Not the Real Jupiter by Barbara Wilson

Not the Real Jupiter by Barbara Wilson

Author:Barbara Wilson
Language: eng
Format: epub
Tags: lesbian, woman sleuth, women mystery, comic mystery, literary mystery, publishing mystery, oregon mystery, lgbtq literary, translator character
Publisher: Cedar Street Editions via Indie Author Project


* * *

16.

I woke up around midnight, when the downstairs lamps automatically turned themselves off. All the pillows were on the floor, along with pages from the copyedited text of On Jupiter, and the blinds were still open. I had a crick in my neck. I got up and closed the blinds and pulled the drapes, but not before glancing out. Yes, there were two large ceramic pots on the porch, with some kind of gigantic bronze plants in them. Their sword-like leaves gleamed eerily. How could I have missed them? In the harsh white porch light they looked like they came from another planet.

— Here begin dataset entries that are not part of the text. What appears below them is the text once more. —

PR #1283, opened 2022-02-02
Add Git devices

dinosaure:
We need a release of `git` which will be done as soon as I can but it's my initial draft to provide Git devices. Tell me if the documentation is good enough.


lib/mirage/mirage.mli
```diff
@@ -764,6 +764,89 @@ val default_argv : argv impl
...
+  tcpv4v6 impl ->
+  mimic impl ->
+  mimic impl
+(** [git_ssh ?authenticator ~key tcpv4v6 ctx] returns a new {!mimic} context
+    which is able to allocate an SSH connection with the given private [key]
+    with a remote Git repository. You can ensure the identity of the remote Git
+    repository via [authenticator].
+
+    The format of the private key is: [<type>:<base64>] The format of the
+    authenticator is: [<domain>:<hash>:<fingerprint>] *)
```
hannesm, line 831: hmm - is it type:base64? wasn't it type and then either seed or base 64 encoded private key? which types are supported?

for authenticator - why is there a domain? which public key should be used?

e.g. from https://github.com/roburio/unipi/ :
```
--ssh-authenticator to authenticate the ssh remote (format is SHA256:b64-encoded-public-key hash, the output of ssh-keygen -lf <(ssh-keyscan -t rsa|ed25519 remote-host 2>/dev/null))
```

lib/mirage/mirage.mli
```diff
@@ -764,6 +764,89 @@ val default_argv : argv impl
...
+val git_http :
+  ?tls_key_fingerprint:string key ->
+  ?tls_cert_fingerprint:string key ->
+  ?headers:(string * string) list key ->
+  ?time:time impl ->
+  ?pclock:pclock impl ->
+  tcpv4v6 impl ->
+  mimic impl ->
+  mimic impl
+(** [git_http ?tls_key_fingerprint ?tls_cert_fingerprint ?headers tcpv4v6 ctx]
```
hannesm, line 842: I still find it kind of strange what authenticator is used:
- by default a chain of trust with ca-certs-nss
- if tls_key_fingerprint is provided, this value (unclear which format this should be in - likely hex?)
- if tls_cert_fingerprint is provided, that value

is it possible to provide a custom trust anchor? it should be. what will happen if both tls_key_fingerprint and tls_cert_fingerprint are provided? is there still a possibility to have no validation?

so. similar to the ssh above, I'd be in favour of a single `authenticator` (optional) labeled argument, and its value should include:
- key;hash?:fingerprint
- cert:hash?:fingerprint
- trust-anchor:pem-encoded cert (list?)
- none

dinosaure: Yeah we can improve that but about `trust-anchor:pem-encoded cert`, you mean a file (which must be read) or a serialized form? And if we have `none`, that means Mozilla's NSS trust anchors?

lib/mirage/mirage.mli
dinosaure: Yes, I wrote without a check of format, I need to look about `authenticator` but you are right about the key.

lib/mirage/mirage.mli
hannesm: > you mean a file

no, just the raw pem-encoded certificate (if argument length allows that - at least EC certificates should fit nicely into the limit). a file would be rather complex to support

> `none`, that means Mozilla's NSS trust anchors?

no, it should mean none --> no, thanks, no validation whatsoever should be done. mainly for debugging purposes, or for scenarios where you don't care.

dinosaure: but how you want then to handle Mozilla's NSS trust anchors?

hannesm: as default? also an explicit `nss-trust-anchors` value for `authenticator` could be supported which uses the nss trust anchors. My main arguments are:
- why have multiple optional keyword arguments, and what is the semantics if all are present?
- there are at least two use cases not supported:
   - a custom trust anchor (self-signed certificate in environments where you have your own CA), and 
   - "no validation of the remote server certificate at all".

samoht:
I am a bit confused by these combinators. Are they used for client-side connection or server-side configuration? Are they are just useful for Git or also to set up different kinds of connections?

As far as I am aware, there is no consensus on mimic replacing conduit yet. If so, could we try to avoid exposing a new concept/name "mimic" here, and just call it a `git_config` device or whatever? I am also a bit confused by the `merge` combinator. Why do we need to expose this to our users?

dinosaure:
> I am a bit confused by these combinators. Are they used for client-side connection or server-side configuration?

We don't have the server implementation yet. So it's only about the client.

>  Are they are just useful for Git or also to set up different kinds of connections?

`mimic` is useful for any connections. I did not yet implement device for `paf` (the `http/af` support) as a client but it will use the same logic.

> As far as I am aware, there is no consensus on mimic replacing conduit yet.

It's not a replacement. `ocaml-git`/`irmin` needs `mimic` to be able to `fetch`/`push`.

> If so, could we try to avoid exposing a new concept/name "mimic" here, and just call it a git_config device or whatever?

The concept of `mimic` is not directly related to what Git does. Again, the usage of `mimic` is relevant for `paf` as a client too.

If I decided to propose these devices, it's mostly because @hannesm and me still continue to copy/paste the same bunch of code into our `config.ml` where we want to use a remote Git store (for instance, our SMTP stack, `dns-primary-git` and some other unikernels). I'm pretty confident that these devices should not change a lot - `mimic` has a stable API and expected features are implemented. About composition (and specially `merge`), the user should be able to merge the SSH client `git_ssh` with, for instance, `git_http` if he/she wants to communicate _via_ these protocols.

samoht:
I understand that these combinators are useful and I think we should definitely integrate those in the mirage tool. I just find the exposed API confusing and I was just wondering if there is a way to simplify the surfaced API.

dinosaure:
> (ie. it's confusing that you are calling them Git combinators but their types are named differently)

I agree that names and/or documentations are probably not the best (it's why this PR is a draft), feel free to propose a better name and/or documentation :) but keep in your mind that `mimic` can be used for something else than Git.

samoht:
> but keep in your mind that mimic can be used for something else than Git.

do you plan to add combinators for this something else too? If yes, that'd be useful to see what they look like before settling on an API.

dinosaure:
> do you plan to add combinators for this something else too? If yes, that'd be useful to see what they look like before settling on an API.

Yes, for `paf` and it will probably be exactly the same as `git_http` & `git_happy_eyeballs` - it will make a `ctx` which can be pass to `Client.{get,post,put,...} ~ctx`.

dinosaure:
Ok this PR is ready to be merged, if you are able to take a look on the documentation, it will be super useful.

lib/mirage/mirage.mli
```diff
@@ -764,6 +764,104 @@ val default_argv : argv impl
 val no_argv : argv impl
 (** [no_argv] Disable command line parsing and set argv to [|""|]. *)
 
+(** {2 Mimic device} *)
+
+(** A {i mimic} device is a {i context} which contains few informations to let
```
yomimono, line 769: rewording suggestion: "A {i mimic} device is a {i context} allowing the user to [connect]/{!Mimic.resolve}/allocate a new resource to communicate with a peer" . If this is too drastic a change, "few informations" is strange and I'd at least change that to "information".

lib/mirage/mirage.mli
```diff
@@ -764,6 +764,104 @@ val default_argv : argv impl
...
+    the user to [connect]/{!Mimic.resolve}/allocate a new resource to
+    communicate with a peer. Depending on what the context contains, the
+    protocol used to communicate can be TCP/IP, TLS or SSH (or something else).
```
yomimono, line 772: It has to be network-based though? It can't be, for example, Vchan?

lib/mirage/mirage.mli
```diff
@@ -764,6 +764,104 @@ val default_argv : argv impl
...
+
+    Few packages deliver a {i context} which allows the user to communicate to a
```
yomimono, line 774: I'd say "Some" rather than "Few" unless you mean to emphasize that not many do this.

lib/mirage/mirage.mli
```diff
@@ -764,6 +764,104 @@ val default_argv : argv impl
...
+val mimic : mimic typ
+(** A simple device which define a {i certain} Mimic's context. *)
+
+val mimic_merge : mimic impl -> mimic impl -> mimic impl
+(** [mimic_merge ctx0 ctx1] merges given contexts into one. *)
+
+(** {2 Git configuration} *)
+
+(** The user is able to initiate a connection with a Git repository. However, it
+    exists multiple ways to communicate with a Git repository:
```
yomimono, line 791: "... there are many ways to communicate..." reads a bit better

lib/mirage/mirage.mli
```diff
@@ -764,6 +764,104 @@ val default_argv : argv impl
...
+
+    - TCP/IP
+    - HTTP
+    - HTTP + TLS
+    - SSH
+
+    These devices define these composable ways and deliver a Mimic's context
+    which can be pass to Git or Irmin in order to be able to {i fetch} and
+    {i push} from/into a Git repository. *)
```
yomimono, line 800: Not sure whether this is clearer, but here's another run at this section: "The devices defined below define these composable ways. The [mimic impl] returned from them can be passed to Git or Irmin in order to be able to {i fetch} and {i push} from/into a Git repository."

If that's not better, "... which can be pass ..." should be "which can be passed".

lib/mirage/mirage.mli
```diff
@@ -764,6 +764,104 @@ val default_argv : argv impl
...
+val git_happy_eyeballs :
+  ?random:random impl ->
+  ?time:time impl ->
+  ?mclock:mclock impl ->
+  ?pclock:pclock impl ->
+  stackv4v6 impl ->
+  mimic impl
+(** [git_happy_eyeballs stackv4v6] provides a {!mimic} device which is {b only}
+    able to resolve domain-name. The user must {!mimic_merge} this device with
+    another which provides a context with a {i certain} protocol. *)
```
yomimono, line 811: I'm not sure I understand what "certain" means here? From the context I'm guessing it's a communication protocol that supports arbitrary messages (e.g. TCP, SSH?)

lib/mirage/mirage.mli
```diff
@@ -764,6 +764,104 @@ val default_argv : argv impl
...
+    - key(:<hash>)?:<b64-encoded fingerprint> to authenticate via the key
+      fingerprint
+    - cert(:<hash>)?:<b64-encoded fingerprint> to authenticate via the cert
+      fingerprint
+    - trust-anchor(:<der-encoded cert>)+ to authenticate via a list of
+      certificates
+    - By default, we use X.509 trust anchors extracted from Mozilla's NSS *)
+
+val git_tcpv4v6_of_stackv4v6 : stackv4v6 impl -> tcpv4v6 impl
+(** [git_tcpv4v6_of_stackv4v6 stackv4v6] is an helpers to extract the TCP/IP
```
yomimono, line 862: s/an helpers/a helper/

yomimono:
Once I got to the documentation about what a mimic is, I thought the description was fairly clear.

samoht:
I'd definitely suggest renaming the `mimic` types and values to `git` as this is describing the signature for Git devices. I am just a bit confused as they all seem to generate a module type with a slightly different signature? Usually a MirageOS device corresponds to a unique module type.

Similarly, I am not sure to understand how does the `mimic_merge` function reflect in term of module types or implementations. Could you give an example of how you are using this in existing unikernels?

lib/mirage/mirage.mli
dinosaure: When I say _certain_ protocol, I mean any protocols. A concrete example is, of course, SSH or TCP/IP or even HTTP but it can be something else.

lib/mirage/mirage.mli
dinosaure: It can be `vchan` 👍 . As far as the protocol provides a `Mirage_flow.S`, it can be used as a _transmission protocol_ for the Smart protocol.

dinosaure:
I force-pushed on this PR to try to respond to @samoht's concerns and @yomimono comments. The `mimic` device is gone and I made 2 devices:
- `git_client_with_dns`
- `git_client`

The first one can be better and _can_ expects few values such as a `Dns_mirage.t` (which defines _nameservers_) but we need to implement these devices (and I think it's orthogonal to this PR). Then, I provided a little example to be clear how to use these devices and how to compose them.

lib/mirage/mirage.mli
```diff
@@ -764,6 +764,114 @@ val default_argv : argv impl
...
+    its application. For instance, the user is able to restrict only the SSH
+    connection to communicate with a Git repository or the user can handle
+    TCP/IP and SSH as possible protocols to communicate with a peer.
+
+    For instance, a device which is able to communicate {i via} TCP/IP and SSH
+    can be implemented like:
+
+    {[
+      let git_client =
+        let dns = git_happy_eyeballs stackv4v6 in
```
samoht, line 791: Should we call this device `dns`? Why does `git_happy_eyeballs` is related to `git` at all?

lib/mirage/mirage.mli
```diff
@@ -764,6 +764,114 @@ val default_argv : argv impl
...
+        let ssh = git_ssh ~key (git_tcpv4v6_of_stackv4v6 stackv4v6) dns in
+        let tcp = git_tcp (git_tcpv4v6_of_stackv4v6 stackv4v6) dns in
+        git_merge_clients ssh tcp
+    ]} *)
+
+type git_client
+(** Type of a device which implements a {i certain} protocol. *)
```
samoht, line 798: `certain` is not clear here: I guess you mean "Git"?

lib/mirage/mirage.mli
```diff
@@ -764,6 +764,114 @@ val default_argv : argv impl
...
+  git_client_with_dns impl
+(** [git_happy_eyeballs stackv4v6] provides a {!git_client_with_dns} device *
+    which is {b only} able to resolve domain-name. Then, the user is able to
+    create a new device {!git_client} from it which will provide a {i certain}
+    protocol. The resolution of domain-name is done {i via} a {i happy-eyeballs}
+    query. *)
+
+val git_tcp : tcpv4v6 impl -> git_client_with_dns impl -> git_client impl
+(** [git_tcp tcpv4v6 ctx] returns a new {!mimic} context which is able to
+    allocate a TCP/IP connection with a remote Git repository. *)
```
samoht, line 825:
```suggestion
(** [git_tcp dns ctx] is a device able to connect to a remote Git repository using TCP/IP. *)
```

lib/mirage/mirage.mli
```diff
@@ -764,6 +764,114 @@ val default_argv : argv impl
...
+  key:string option key ->
+  ?mclock:mclock impl ->
+  ?time:time impl ->
+  tcpv4v6 impl ->
+  git_client_with_dns impl ->
+  git_client impl
+(** [git_ssh ?authenticator ~key tcpv4v6 ctx] returns a new {!mimic} context
+    which is able to allocate an SSH connection with the given private [key]
+    with a remote Git repository. You can ensure the identity of the remote Git
+    repository via [authenticator].
```
samoht, line 838:
```suggestion
(** [git_ssh ?authenticator ~key tcpv4v6 dns] is device able to connect to a
   remote Git repository using an SSH connection with the given private [key].
    You can ensure the identity of the remote Git repository via [authenticator].
```

samoht: What should the string provided to `authenticator` contain? Is it the name of a directory in a KV-RO store?

lib/mirage/mirage.mli
```diff
@@ -764,6 +764,114 @@ val default_argv : argv impl
...
+  ?time:time impl ->
+  ?pclock:pclock impl ->
+  tcpv4v6 impl ->
+  git_client_with_dns impl ->
+  git_client impl
+(** [git_http ?authenticator ?headers tcpv4v6 ctx] returns a new {!mimic}
+    context which is able to allocate an HTTP(S) connection with a remote Git
+    repository. The user is able to append few {i meta-data} {i via} the
+    [headers]. The user is able to verify the identity of the remote Git
+    repository via an [authenticator]. The format of it is:
```
samoht, line 862:
```suggestion
(** [git_http ?authenticator ?headers tcpv4v6 dns] is a device able to connect
      to a remote Git repository via an HTTP(S) connection, using the provided
      HTTP  [headers]. The identity of the remote Git can be verified using [authenticator]. 
      
      The format of it is:
```

lib/mirage/mirage.mli
dinosaure: The best will be: the Git protocol over a _certain_ transmission protocol. WDYT?

lib/mirage/mirage.mli
hannesm: from a brief look into "Git_mirage_happy_eyeballs", this seems to depend and use "mimic". I think the code should be part of mimic. `happy-eyeballs{-mirage}` is pretty concise about its footprint, and useful in other settings than mimic. The scope and API is basically https://datatracker.ietf.org/doc/html/rfc8305.

samoht: ok, so would renaming `type git_client_with_dns` into `type happy_eyeball` make sense? We could move the code later on (I'm just focusing on the API surfaced in mirage.mli here)

lib/mirage/mirage.mli
samoht: I'd go with a simpler form as `certain` doesn't mean the same thing in French and English so it's confusing here.

```suggestion
(** The type for devices that implement the Git protocol. *)
```

lib/mirage/mirage.mli
```diff
@@ -764,6 +764,113 @@ val default_argv : argv impl
...
+        git_merge_clients ssh tcp
+    ]} *)
+
+type git_client
+(** Type of a device which implements a {i certain} protocol. *)
+
+val git_client : git_client typ
+
+type git_client_with_dns
+(** Type of a device which is able to {b only} resolve domain-name. *)
```
samoht, line 803:
```suggestion
(** The type for devices that resolve domain-name using the happy-eyeballs protocol (RFC 8305). *)
```

lib/mirage/mirage.mli
```diff
@@ -764,6 +764,112 @@ val default_argv : argv impl
...
+        let tcp = git_tcp (git_tcpv4v6_of_stackv4v6 stackv4v6) dns in
+        git_merge_clients ssh tcp
+    ]} *)
+
+type git_client
+(** The type for devices that implement the Git protocol. *)
+
+val git_client : git_client typ
+
+type git_client_with_dns
```
samoht, line 801:
```suggestion
type happy_eyeballs
```

lib/mirage/mirage.mli
```diff
@@ -764,6 +764,112 @@ val default_argv : argv impl
...
+val git_merge_clients : git_client impl -> git_client impl -> git_client impl
+(** [git_merge_clients a0 a1] merges given [git_client] into one. *)
+
+val git_happy_eyeballs :
+  ?random:random impl ->
+  ?time:time impl ->
+  ?mclock:mclock impl ->
+  ?pclock:pclock impl ->
+  stackv4v6 impl ->
+  git_client_with_dns impl
```
samoht, line 815:
```suggestion
  dns impl
```

lib/mirage/mirage.mli
```diff
@@ -764,6 +764,112 @@ val default_argv : argv impl
...
+    [ssh-keygen -lf <(ssh-keyscan -t rsa|ed25519 remote
+    2>/dev/null)]. *)
+
+val git_http :
+  ?authenticator:string option key ->
+  ?headers:(string * string) list key ->
+  ?time:time impl ->
+  ?pclock:pclock impl ->
+  tcpv4v6 impl ->
+  git_client_with_dns impl ->
```
samoht, line 853:
```suggestion
  dns impl ->
```

lib/mirage/mirage.mli
samoht: you don't have to do any changes in `mimic` yet, let's try to have a nice API in mirage.mli first (and merge this PR). I think we are getting closer now :-)

lib/mirage/mirage.mli
```diff
@@ -764,6 +764,115 @@ val default_argv : argv impl
...
+
+val git_client : git_client typ
+
+type dns
+(** The type for devices that resolve domain-name using the happy-eyeballs
+    protocol (RFC 8305). *)
+
+val happy_eyeballs : dns typ
+
+val git_happy_eyeballs :
```
samoht, line 807:
```suggestion
val happy_eyeballs :
```

lib/mirage/mirage.mli
```diff
@@ -764,6 +764,115 @@ val default_argv : argv impl
...
+  ?time:time impl ->
+  ?mclock:mclock impl ->
+  ?pclock:pclock impl ->
+  stackv4v6 impl ->
+  dns impl
+(** [git_happy_eyeballs stackv4v6] provides a {!git_client_with_dns} device *
+    which is {b only} able to resolve domain-name. Then, the user is able to
+    create a new device {!git_client} from it which will provide a {i certain}
+    protocol. The resolution of domain-name is done {i via} a {i happy-eyeballs}
+    query. *)
```
samoht, line 818:
```suggestion
(** [happy_eyeballs stackv4v6] is a {!dns} device that resolve domain-name using the happy-eyeballs
    protocol (RFC 8305). *)
```

lib/mirage/mirage.mli
```diff
@@ -764,6 +764,115 @@ val default_argv : argv impl
...
+    ]} *)
+
+type git_client
+(** The type for devices that implement the Git protocol. *)
+
+val git_client : git_client typ
+
+type dns
+(** The type for devices that resolve domain-name using the happy-eyeballs
+    protocol (RFC 8305). *)
```
samoht, line 803:
```suggestion
(** The type for devices that resolve domain-names. *)
```

lib/mirage/mirage.mli
```diff
@@ -764,6 +764,115 @@ val default_argv : argv impl
...
+  ?pclock:pclock impl ->
+  stackv4v6 impl ->
+  dns impl
+(** [git_happy_eyeballs stackv4v6] provides a {!git_client_with_dns} device *
+    which is {b only} able to resolve domain-name. Then, the user is able to
+    create a new device {!git_client} from it which will provide a {i certain}
+    protocol. The resolution of domain-name is done {i via} a {i happy-eyeballs}
+    query. *)
+
+val git_merge_clients : git_client impl -> git_client impl -> git_client impl
```
samoht, line 820:
```suggestion
val merge_git_clients : git_client impl -> git_client impl -> git_client impl
```

lib/mirage/mirage.mli
```diff
@@ -764,6 +764,115 @@ val default_argv : argv impl
...
+(** [git_merge_clients a0 a1] merges given [git_client] into one. *)
```
samoht, line 821:
```suggestion
(** [merge_git_clients a b] is a device that can connect to remote Git repositories using either the device [a] or the device [b]. *)
```

samoht:
I believe that my last suggested edits to `mirage.mli` are the last one (phew). Could you squash and maybe have a last pair of eyes look at this to make sure the resulted docstring make sense (maybe @yomimono ?)

dinosaure:
I will double check that `mirage-skeleton/applications/git` works on my side.

lib/mirage/mirage.mli
```diff
@@ -764,6 +764,112 @@ val default_argv : argv impl
...
+(** {2 Git client configuration} *)
+
+(** Users can connect to a remote Git repository in many ways:
+
+    - TCP/IP
+    - HTTP
+    - HTTP + TLS
+    - SSH
+
+    The devices defined below define these composable ways. The
```
samoht, line 776:
```suggestion
    The devices defined below define these in composable ways. The
```

lib/mirage/mirage.mli
```diff
@@ -764,6 +764,112 @@ val default_argv : argv impl
...
+    its application. For instance, the user is able to restrict only the SSH
+    connection to communicate with a Git repository or the user can handle
+    TCP/IP and SSH as possible protocols to communicate with a peer.
+
+    For instance, a device which is able to communicate {i via} TCP/IP and SSH
+    can be implemented like:
+
+    {[
+      let git_client =
+        let dns = git_happy_eyeballs stackv4v6 in
```
samoht, line 790:
```suggestion
        let dns = happy_eyeballs stackv4v6 in
```

dinosaure:
I can confirm that the current status of this PR work with `mirage-skeleton/applications/git`.

yomimono:
I think it looks great :)

hannesm:
I've to admit, similar to `Mirage_impl_resolver` I'm very confused if you choose names for types and values that are then actually much more than the basic implementation:
- `type dns` to me should be the basic Dns_client_mirage.Make().t -- not something wrapped that is embedded in git or mimic
- happy_eyeballs the same -- there is a Happy_eyeballs_mirage.Make().t (constructed by `create`) that is pretty useful. Now, the happy_eyeballs in mirage is something deep inside git depending on mimic -- to me at least this is not straightforward and easy to follow what to do and what to use.
- The same was and is the case for `conduit` wrapping some `resolver` - which is mostly the Dns_client_mirage again, but some boilerplate around it.

To me, these devices are rather cumbersome and incomplete: what if you use conduit _and_ git, can't you use the same dns_client? How to provide the recursive resolver (the Mirage_impl_resolver has a nameserver argument exposed as `--resolver` IIRC)?

dinosaure:
> * type dns to me should be the basic Dns_client_mirage.Make().t -- not something wrapped that is embedded in git or mimic

I agree with you. I prefer to prefix this type with `mimic` to ensure that such type is in purpose of `mimic` (with `git` and `paf`) than a DNS thing. Moreover, `git_happy_eyeballs`/`happy_eyeballs` can take a `Dns_client_mirage.Make().t` into its `connect` - I did not go further on this side because `Dns_client_mirage.Make` does not provides (yet?) a signature.

> * happy_eyeballs the same -- there is a Happy_eyeballs_mirage.Make().t (constructed by create) that is pretty useful. Now, the happy_eyeballs in mirage is something deep inside git depending on mimic -- to me at least this is not straightforward and easy to follow what to do and what to use.

Same as above, if we can prepend the name with `mimic`. According to @samoht's comments however, it becomes inconsistent with Git where, to be able to allocate a resource to communicate with a Git repository, we must play with `mimic_*` things and `git_*` things if we prefix `dns` & `happy_eyeballs`. Again, these resources should:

I went upstairs to the guest room, took off my clothes and tossed them on a chair, and jumped between the sheets, intending to take up my dreams where I’d left off.

But now, of course, I couldn’t sleep. I couldn’t decide what to believe about Giselle. Was she simply an idealist, like so many small publishers, the gradual victim of her own optimism that eventually there would be a bestseller to make up for all the titles that had bombed or languished on an ever-lengthening backlist? Was it her idealism that had caused her to put most of the proceeds from the Portland house sale into Entre Editions and persuade Jane to work for free for two years and to drain her savings to get the press off the ground? Or was there something more calculating about Giselle?

Had she persuaded her depressed and aging mother to make a will in which she got the house and cottage, and her sister Jacqui nothing? Had Giselle simply been using Jane for a few years to launch Entre Editions and, now that Jane’s resources were depleted, had Giselle been looking elsewhere for investors? Had Jane gotten wind of the relationship with Karen being both sexual and economic? But if it was economic, wouldn’t Jane be glad to have an investor like Karen or even to have been bought out so she didn’t slide deeper into debt? Furthermore, from a financial point of view, it wouldn’t have served Jane to push her partner over the bluff because Giselle’s death left Jane worse off. After all, Giselle was going to sell the cottage in Newport and use the money to pay off the remodeling loan on the Portland house, or so Giselle had said. The motive then—if Jane had had anything to do with Giselle’s death—must have been jealousy. Anger at Karen and Giselle, loss of trust, and jealousy powerful enough to want to murder.

I could only hope that Haakonssen would move quickly on the information I’d given him by at least finding out who the beneficiary of the trust was. He could draw his own conclusions about the Giselle-Jane-Karen triangle. I didn’t want to get into discussing the intricacies of lesbian relationships with him, that I knew.

For my own part, I still found myself wondering about Pauline, the beautiful big Other in the story, the mysterious mother planet around whom her daughters circled, drawing them to her with unbearable gravity.